Sunday worship, Hollywood-style

By: Rev. Jack Cascione

In an effort to reach out to younger members, some churches are renting cinemas for services. For theaters, it means added revenue.

By David Cho , Washington Post

The marquee outside the Regal Countryside Cinemas in Sterling , Va. , reads "X2: X-Men United." But inside, rock music blares and the big screen in Theater 14 is displaying not action-figure heroes but lyrics about Jesus. For an hour or so each Sunday morning, the sound of worship displaces the soundtracks of Hollywood in this unlikely setting.

From their cushioned stadium seating, members of New Life Christian Church call on God, lifting their hands in prayer while a live band leads them in song.

From the sticky floors to the buckets used to collect monetary offerings, New Life is bringing God to the box office, and soon he could be coming to a theater near you.

Regal Entertainment Group, owner of the largest theater chain in the country, started the year with 10 churches meeting in its auditoriums. Now it has 50. The venture has shown so much potential that company officials are looking for ways to attract more congregations, said Ray Nutt, executive vice president of Regal's marketing division.

In the past churches might rent theater space, but only until they could afford a building of their own. But now there's a trend of congregations moving into cinema multiplexes because the locations are well-known in their communities and the atmosphere is more appealing to people who consider traditional churches intimidating — or boring, leaders say.

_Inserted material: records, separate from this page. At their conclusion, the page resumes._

PR #237, opened 2015-04-24
Convergent docker image

solarkennedy:
Related: https://github.com/Yelp/garethr-docker/pull/2

This adds a wrapper for docker pull to allow puppet to know when an update has been applied, so it can correctly converge and refresh other resources.

The addresses the problem of docker::image { 'foo': ensure => latest } never converging.
It also solves the problem of

```puppet
docker::image { 'foo': ensure => latest } ~>
docker::run { 'foo': }
```
always restarting the image. (because ensuring latest meant that it *always* refreshed the docker::run)

Additionally integration tests are in place to prevent this resource from ever non-converging in the future.


Gemfile
```diff
@@ -21,4 +21,5 @@ group :development do
   gem "guard-rake"
   gem "pry"
   gem "yard"
+  gem "vagrant-wrapper"
```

Church at the Mall, for instance, moved into Crown Theaters in Annapolis , Md. , in April, leaving behind the red-brick, white-steeple church it built in 1965. Attendance had been dipping for two decades and was down to about 60 people, said senior pastor Bill Chamberlin, but it started picking up again just two weeks after the move to the mall.

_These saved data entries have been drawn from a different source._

PR #241, opened 2015-04-24
Correcting commenting level in docker-run template

ChrisCrewdson:
for dependency based boot sequencing.

I don't think a proper test can be written for this.


garethr:
@ChrisCrewdson ah, good spot. Thanks for the fix.

Issue #752, opened 2022-06-01
cpr.h includes windows.h on Windows (again)


cschreib-ibex:
See https://github.com/libcpr/cpr/issues/700 for the first bug report on this issue. It was fixed for a while, but unfortunately https://github.com/libcpr/cpr/commit/c0a412230be7ce1fced4b8c3a6fb2b8b9f7dd746 introduced a new inclusion of curl.h, so the problem appeared again. 

Here's the chain:
 - `cpr/cpr.h` -> `cpr/cookies.h` -> `cpr/curlholder.h` -> `curl/curl.h`

## Description
See https://github.com/libcpr/cpr/issues/700.

## Expected Behavior
See https://github.com/libcpr/cpr/issues/700.

## Actual Behavior
See https://github.com/libcpr/cpr/issues/700.

## Possible Fix
See https://github.com/libcpr/cpr/issues/700.

## Steps to Reproduce
See https://github.com/libcpr/cpr/issues/700.

## Context
See https://github.com/libcpr/cpr/issues/700.

## Your Environment
- Version used: 1.8.1
- Where did you get it from (e.g. conan, vcpkg, master, ...): conan
- Operating System and version: Windows 10 Pro
- Link to a small example:
```c++
void CopyFile() {  /*...*/ }

#include "cpr/cpr.h"

int main() {
    CopyFile(); // compiler error
}
```

COM8:
Thanks for the heads up on this one. I will have a look at it shortly!

COM8:
I don't think this is something we can fix if you include `cpr/cpr.h` since we require the `curl.h` include inside `cpr/curlholder.h` for the `CURL` type, which is not being able to be forward declared.

I have created a PR to reduce the number of transitive curl.h includes in cpr here: https://github.com/libcpr/cpr/pull/758
Could you please try this branch and do not include `cpr/cpr.h`, but instead try `cpr/api.h`.

COM8:
Ping @cschreib-ibex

"Our motto is, 'Change the way you think about church,' " he said. "It was evident to us that people that we want to reach out to feel very uncomfortable about coming into a traditional building."

Many theater churches have been successful in drawing young adults by emphasizing a spiritual experience over religious rituals. To that end, traditional hymns have been replaced by Christian rock, and sermons dip into pop culture too, for example, by exploring biblical themes in hit movies or television shows.

"We try to bridge a cultural gap that a lot of people have with the church today," said David Drake, an associate pastor of New Life, a nondenominational church. Holding services in a traditional church setting "doesn't fit a casual-dress, rock-'n'-roll church," he said.

"We don't want people to have preconceived notions that church is stuffy."

For multiplex owners, hosting churches makes financial sense.

"On Sunday mornings when movies aren't playing, why not? It's just more money for theaters," said Lynn Marschke, who heads the special-events division for Loews Cineplex, adding that he's been fielding lots of inquiries from pastors.

Theater chains are always alert to opportunities to make money during the hours when moviegoers are usually elsewhere, Nutt said.

On a Tuesday evening in October, for instance, singer Tom Petty kicked off the release of his new CD with a concert in Los Angeles that was broadcast live in 40 Regal cinemas nationwide. Tickets were $10 and the showing drew enough fans to fill about 40% of the seats on what is traditionally a slow night at movie houses, Nutt said.

But churches remain the most unusual way that theaters are diversifying.

The Rev. Mark Batterson, who leads the 600-member National Community Church at the theaters in Union Station in Washington , D.C. , says churches too "want to be in that marketplace of ideas."

"A generation ago, it was a given that churches would rent facilities until they could buy or build a permanent building," he said. "The reverse is happening in our generation. Churches are moving back into the marketplace."